PR #334, opened 2026-04-13
Add HHL algorithm and Möttönen amplitude encoding

masa-whitestone:
## Summary
- Implement the HHL (Harrow-Hassidim-Lloyd) algorithm for solving linear systems Ax=b on a quantum computer
- Add Möttönen Y-rotation decomposition for real-amplitude state preparation (`amplitude_encoding`)
- Extract shared `get_size` utility from `qft.py` into `frontend/handle/utils.py`

## New Modules
- `qamomile/circuit/algorithm/hhl.py` — HHL circuit builder (QPE → reciprocal rotation → inverse QPE → post-selection)
- `qamomile/circuit/algorithm/mottonen_amplitude_encoding.py` — Möttönen decomposition for encoding real amplitude vectors into quantum states
- `qamomile/circuit/frontend/handle/utils.py` — `get_size()` utility for extracting array sizes from Vector handles

## Public API
```python
from qamomile.circuit.algorithm import hhl, reciprocal_rotation
from qamomile.circuit.algorithm import amplitude_encoding, MottonenAmplitudeEncoding
```

## Tests
- **28 unit tests** — eigenvalue decoding, circuit construction, parameter validation, block structure
- **8 end-to-end tests** — amplitude encoding → HHL → statevector verification (P(θ) and Rz(α) unitaries)
- **107 Qiskit transpile tests** — 5 fixed cases + 100 random seeds (fidelity > 0.999) + post-selection probability
- **CUDA-Q and QURI Parts** backend transpile tests (marker-gated)
- **Möttönen encoding tests** — correctness, edge cases, random vectors

## Test plan
- [ ] `uv run pytest tests/circuit/algorithm/test_hhl.py -v` — unit tests
- [ ] `uv run pytest tests/circuit/algorithm/test_hhl_e2e.py -v` — E2E tests
- [ ] `uv run pytest tests/circuit/algorithm/test_hhl_transpile.py -v` — Qiskit transpile tests
- [ ] `uv run pytest tests/circuit/test_mottonen_amplitude_encoding.py -v` — amplitude encoding tests
- [ ] `uv run pytest` — full regression

🤖 Generated with [Claude Code](https://claude.com/claude-code)

PR #400, opened 2026-05-22
feat(algorithm): add HHL reciprocal rotation building block (n-qubit clock)

masa-whitestone:
## Summary

Adds the HHL eigenvalue-inversion building blocks specialised to a 2-qubit little-endian clock register, under `qamomile/circuit/algorithm/hhl_rotation.py`:

- **`reciprocal_rotation_2clock_le`** — applies a doubly-controlled `Ry(theta_raw)` to the ancilla for each non-zero clock basis state `|raw>` (`raw` in `{1, 2, 3}`); the `raw = 0` zero-eigenvalue bin is intentionally left untouched. The doubly-controlled `Ry` is decomposed into single-controlled `Ry` + `CX` (Sleator-Weinfurter) so it lowers on every backend rather than relying on a `controlled(..., num_controls=2)` operation.
- **`hhl_middle_block_2clock_le`** — the full middle block `IQFT -> reciprocal rotation -> QFT`, built with the explicit-count `IQFT(2)` / `QFT(2)` composite-gate classes so the qft/iqft stay correct when the block is used as a sub-kernel.

Both qkernels are exported from `qamomile.circuit.algorithm`.

## Tests

`tests/circuit/algorithm/test_hhl_rotation.py` runs cross-backend execution tests (Qiskit, QURI Parts, CUDA-Q — the latter two guarded by `importorskip` and the `quri_parts` / `cudaq` markers). Both the sampling and the expectation-value paths are exercised and checked against the analytic single-qubit rotation references `P(anc=1) = sin^2(theta/2)` and `<Z_anc> = cos(theta)`, parametrised over random seeds, clock bins and boundary angles (0, pi, 2pi).

Verified locally on Qiskit and QURI Parts; CUDA-Q is covered by the test matrix but skipped in the local (non-CUDA) environment.

## Notes

- The kernels are specialised to a fixed 2-qubit clock register (reflected in the `2clock` name), so tests parametrise over clock bins, seeds and boundary angles rather than register size.
- `/local-review` reports no remaining issues for the changed files; `ruff check`, `ruff format` and `zuban` pass.


qamomile/circuit/algorithm/hhl_rotation.py
ksk-jij, line 1: [must]
Could you generalise this to general $n$ qubits? This PR assumes only 2 qubits. What would be expected in this PR is to implement qkernel to perform reciprocal  such as

```python
@qmc.qkernel
def reciprocal_rotation(qubits: qmc.Vector[qmc.Qubit], ancilla: qmc.Qubit) -> tuple[qmc.Vector[qmc.Qubit], qmc.Qubit]:
   ...
```

Like one achieving the transform defined in the attached image below.

Image

ksk-jij, line 1: Also, although it is true that multiple number of control qubits is not supported on some quantum SDKs, but could you write it without decomposition for now? Which means you don't need to decompose multiple controlled gate by yourself.

ksk-jij, line 1: FYI, you can write`_ry = qmc.controlled(qmc.ry, num_controls=1)` or something like that.

ksk-jij, line 1: Also, the file name is a bit off. Could you name it just like reciprocal rotation or something?

masa-whitestone: Resolved in 0ea02caf. The kernel now takes `Vector[Qubit]` and applies the rotation for any concrete `n`. **As we agreed on Slack**, it is implemented as a plain Python helper rather than literally `@qmc.qkernel` because a qkernel body cannot currently express the per-`raw` enumeration — `UInt` lacks the bitwise operators and `arcsin` math the kernel-side form would need. Same pattern as `qamomile.circuit.algorithm.hhl.reciprocal_rotation` from #334. Signature otherwise matches your sketch, with an added `c: float` scaling parameter for the canonical HHL `theta = 2 * arcsin(c / raw)`.

masa-whitestone: Resolved in 0ea02caf. The Sleator-Weinfurter `CCRy` decomposition is removed; the n-controlled `Ry` is now emitted with `qmc.controlled(qmc.ry, num_controls=n)` and applied directly. Tests skip the QURI Parts backend for `n >= 2` with a docstring pointer to this thread.

masa-whitestone: Adopted in 0ea02caf. The `_ry_gate` qkernel wrapper is gone; `qmc.controlled(qmc.ry, num_controls=n)` is used directly.

masa-whitestone: Done in 0ea02caf. File renamed to `reciprocal_rotation.py`; the test file became `test_reciprocal_rotation.py` accordingly.

qamomile/circuit/algorithm/__init__.py
```diff
@@ -27,6 +27,10 @@
     qaoa_state,
     x_mixer,
 )
+from .reciprocal_rotation import (
+    hhl_middle_block,
```
ksk-jij: [my opinion]
We can omit this.

masa-whitestone: Done in 0270a4fe. `hhl_middle_block` removed from `reciprocal_rotation.py` (along with its `iqft` / `qft` imports), dropped from the `__init__.py` export, and the corresponding `TestHhlMiddleBlock` test class is gone. The module is now focused on the canonical `reciprocal_rotation` primitive.

ksk-jij:
I'll close this PR for now.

--*--

• **WHAT TO PRODUCE**: Which of the lines above include the word "Sleator"? List those lines.

• **WRITTEN ANSWER**:
- **`reciprocal_rotation_2clock_le`** — applies a doubly-controlled `Ry(theta_raw)` to the ancilla for each non-zero clock basis state `|raw>` (`raw` in `{1, 2, 3}`); the `raw = 0` zero-eigenvalue bin is intentionally left untouched. The doubly-controlled `Ry` is decomposed into single-controlled `Ry` + `CX` (Sleator-Weinfurter) so it lowers on every backend rather than relying on a `controlled(..., num_controls=2)` operation.
masa-whitestone: Resolved in 0ea02caf. The Sleator-Weinfurter `CCRy` decomposition is removed; the n-controlled `Ry` is now emitted with `qmc.controlled(qmc.ry, num_controls=n)` and applied directly. Tests skip the QURI Parts backend for `n >= 2` with a docstring pointer to this thread.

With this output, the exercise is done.